Reticular dysgenesis (RD) is a rare, inherited autosomal recessive disease that results in immunodeficiency. Individuals with RD have mutations in both copies of the AK2 gene. Mutations in this gene lead to absence of AK2 protein. AK2 protein allows hematopoietic stem cells to differentiate and proliferate. Hematopoietic stem cells give rise to blood cells.

Differentiation and proliferation of hematopoietic stem cells require a lot of energy and this energy is supplied by the mitochondria. The energy metabolism of mitochondria is regulated by the AK2 protein. If there is a mutation in the protein, that means that the mitochondria metabolism most likely will be altered and will not be able to provide enough energy to the hematopoietic stem cells. As a result, hematopoietic stem cells will not be able to differentiate or proliferate.

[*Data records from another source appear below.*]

PR #2770, opened 2018-05-23
Refactor transaction types

### LINKED ISSUE #1054: (discussion): Group all transaction types under "income", "expense", or "custom"
The current behavior of the transaction types module is to allow a user to specify a custom name for the transaction type and a custom type.  I cannot see a good use for this behavior - as it is dynamic, we cannot easily build reports off of it.  Our "CREDIT NOTE" transaction type has the type `creditNote` ... and I assume all transaction types in the future will just duplicate their name for the "type" field.

We should have `income`, `expense`, and `custom` or `other` as our transaction classes and leave it at that.  @IMA-WorldHealth/bhima-core what do you think?

### LINKED ISSUE #1311: (refactor) Reconsider 'Transaction Types'
Currently most of our financial transactions have to be tagged with a transaction type. This defines a transactions purpose and marks it as one of the following 'income', 'expense' or 'other'. 

This system should be reconsidered looking at real use cases and reports. 

Corner cases to consider: 
* Transferring money between cash boxes 
* Transaction types use in report generation
* Complexity of selecting a transaction type on different modules - list of rules for where these are automatically set 
* An 'undefined' transaction type state - is this acceptable, what does it mean?

Additionally I propose that we consider transaction types as either of the following options:
* Income
* Expense 
* Transfer

jniles:
Transaction types have been simplified.  Only three different types are supported - income, expense and other.  This simplifies the explanations of how the module works.  The prefix has been removed since it was never used - we tend to put any text in our `i18n/*.json` files.  The server side has been updated to the latest standards of comments and ESLint.

Closes #1054.  Closes #1311.


client/src/modules/templates/modals/transactionType.modal.html
```diff
@@ -4,66 +4,48 @@
...
-      <select class="form-control"
+      <label class="control-label" translate>FORM.LABELS.TYPE</label>
+      <select
+        class="form-control"
         name="type"
-        ng-model="$ctrl.transactionType.type" required>
-        <option value="" disabled>-- {{ 'FORM.SELECT.TYPE' | translate }} --</option>
-        <option value="{{opt.value}}" ng-repeat="opt in $ctrl.optionType">{{opt.label | translate}}</option>
+        ng-model="$ctrl.transactionType.type"
+        ng-options="type.value as (type.label | translate) for type in $ctrl.types"
```
mbayopanda, line 32: 👍

client/src/modules/transaction-type/transaction-type.ctrl.js
```diff
@@ -55,54 +69,54 @@ function TransactionTypeController(TransactionType, TransactionTypeStore, Notify
...
+        list.forEach(type => {
+          type._popover = type.fixed ? $translate.instant('TRANSACTION_TYPE.FIXED_INFO') : '';
+        });
       })
       .catch(Notify.handleError);
   }
 
+  function startup() {
+    load();
+  }
```
mbayopanda, line 118: Why not to use just the  `load()` method ?

server/models/bhima.sql
```diff
@@ -146,24 +146,24 @@ INSERT INTO `fonction` VALUES
...
-  (14, 'VOUCHERS.SIMPLE.STOCK_ENTRY', 'stock reception', 'STOCK_ENTRY', 1),
-  (15, 'VOUCHERS.SIMPLE.COMMITMENT', 'other', 'COMMIT', 1),
-  (16, 'VOUCHERS.SIMPLE.EMPLOYEE_WITHHOLDINGS', 'other', 'WITHHOLDING', 1),
-  (17, 'VOUCHERS.SIMPLE.CHARGE_REMUNERATION', 'other', 'CHARGE_REMUNERATION', 1);
+INSERT INTO `transaction_type` (`id`, `text`, `type`, `fixed`) VALUES
+  (1, 'VOUCHERS.SIMPLE.GENERIC_INCOME', 'income', 1),
+  (2, 'VOUCHERS.SIMPLE.CASH_PAYMENT', 'income', 1),
+  (3, 'VOUCHERS.SIMPLE.CONVENTION_PAYMENT', 'income', 1),
+  (4, 'VOUCHERS.SIMPLE.SUPPORT_INCOME', 'income', 1),
+  (5, 'VOUCHERS.SIMPLE.TRANSFER', 'other',  1),
```
mbayopanda, line 154: 👍

mbayopanda (approved):
LGTM

bors r+

PR #2784, opened 2018-05-29
feat(voucher registry) link from cash payment registry

### LINKED ISSUE #2781: Voucher link from cash registry does not reset the search filters
When you click the "View Vouchers" link in the cash registry, it should remove all previous filtering on the voucher registry to show only the specific value the user is searching for.  [This can be seen on the "View Transactions" link](https://github.com/IMA-WorldHealth/bhima-2.X/blob/master/client/src/modules/cash/payments/templates/action.cell.html#L42), but it should be applied to every single link in the actions registry.

jeremielodi:
closes #2781


jniles:
Looks good!  Could you apply this to every link in the dropdown menu?

Issue #2786, opened 2018-05-29
Issue related to Advanced Journal Vouchers


lomamech:
There is a problem with the add transaction with Advanced Journal Vouchers
 module, when using the Menu for posting entries, because Journal Vouchers

 module only has two default rows and when the menu used returns more than two rows l we notice that they miss the numbers of the accounts on these lines
![example2lines](https://user-images.githubusercontent.com/8035588/40655300-341645fa-6341-11e8-92f8-f404a52b1ab8.png)

In the picture above, we are not trying to support two employee invoices from a third party account

![example2lines](https://user-images.githubusercontent.com/8035588/40655422-96b19a7a-6341-11e8-8299-19fd67be0be5.png)
Interface preview with the missing account number on the third line

jniles:
Closed in #2794.

PR #2794, opened 2018-05-30
display correctly complex journal voucher

jeremielodi:
This PR attempts to solve #2786


jniles:
It would be ideal to find a better way to do this.  I'll merge this, but if you have free time, can you continue to research why ui-grid isn't rendering the right accounts?

PR #2797, opened 2018-05-30
feat(Aged Debtor Report) useMonthGrouping takes into account years

### LINKED ISSUE #2795: Aged Debtors Report "useMonthGrouping" does not take into account years
The group by months columns in the debtor groups is wrong.  Specifically [this line](https://github.com/IMA-WorldHealth/bhima-2.X/blob/master/server/controllers/finance/reports/debtors/index.js#L83) only uses `MONTH()`, not `MONTH()` and `YEAR()`.  This means that _all_ fiscal years are grouped if the date matches that month.  This bug should be fixed.

jeremielodi:
closes #2795

### DIFF
--- a/client/src/modules/reports/generate/aged_debtors/aged_debtors.config.js
+++ b/client/src/modules/reports/generate/aged_debtors/aged_debtors.config.js
@@ -25,6 +25,9 @@ function AgedDebtorsConfigController($sce, Notify, SavedReports, AppCache, repor
   };
 
   vm.onSelectPeriod = (period) => {
+    if (!period) {
+      return;
+    }
     vm.reportDetails.period_id = period.id;
   };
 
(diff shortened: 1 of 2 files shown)


server/controllers/finance/reports/debtors/index.js
```diff
@@ -94,7 +95,7 @@ function queryContext(queryParams) {
   `;
 
   const columns = useMonthGrouping ? groupByMonthColumns : groupByRangeColumns;
-
+  const filterByFiscalId = useMonthGrouping ? `AND gl.fiscal_year_id = ${fiscalId} ` : ``;
```
jniles: This should use `?` syntax to avoid SQL injection attacks.

client/src/modules/reports/generate/aged_debtors/aged_debtors.config.js
```diff
@@ -25,6 +25,9 @@ function AgedDebtorsConfigController($sce, Notify, SavedReports, AppCache, repor
   };
 
   vm.onSelectPeriod = (period) => {
+    if (!period) {
```
jniles, line 28: Does this ever fire without a period? It isn't supposed to :/

PR #2802, opened 2018-05-31
feat(balance report) use absolute values for credit

### LINKED ISSUE #2796: Use absolute value for credits in balance report
Technically, credits can be seen as negative numbers.  If we have two columns "debit" and "credit", there is no need to render the credits as negative - this is understood.  On the balance report (seen below), we render credits as negative values.  We should make them positive using absolute value before displaying them.
useabsolutevaluesforcredits
_Fig 1: Credits are negative_

jeremielodi:
closes #2796

### DIFF
--- a/server/controllers/finance/reports/balance/index.js
+++ b/server/controllers/finance/reports/balance/index.js
@@ -126,20 +126,33 @@ function getBalanceSummary(periodId, currencyId, shouldPrune) {
         });
       };
 
+      // specify debit and credit, make credit absolute
+      const makeBalanceKeysAbs = (currentNode) => {
+        balanceKeys.forEach(key => {
+          const amount = _.clone(currentNode[key]);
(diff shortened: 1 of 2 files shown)


server/controllers/finance/reports/balance/index.js
```diff
@@ -126,20 +126,33 @@ function getBalanceSummary(periodId, currencyId, shouldPrune) {
         });
       };
 
+      // specify debit and credit, make credit absolute
+      const makeBalanceKeysAbs = (currentNode) => {
+        balanceKeys.forEach(key => {
+          const amount = _.clone(currentNode[key]);
```
jniles, line 132: Why do you need to use `_.clone()`?

jniles (commented):
Looks fine to me.  Good work.

bors r+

The immune system consists of specialized cells that work together to fight off bacteria, fungi and viruses. These cells include T lymphocytes (T cells), that primarily mediate the immune system, B lymphocytes (B cells) and Natural Killer cells. Patients with RD have a genetic defect that affects the T cells and at least one other type of immune cell. Since more than one type of immune cell is affected, this disease is classified as a severe combined immunodeficiency disease (SCID). A weakened immune system leaves patients susceptible to different kinds of infection. Commonly, patients who are diagnosed with RD also have bacterial sepsis and/or pneumonia. The annual incidence has been estimated at 1/3,000,000-1/5,000,000 and both females and males are affected.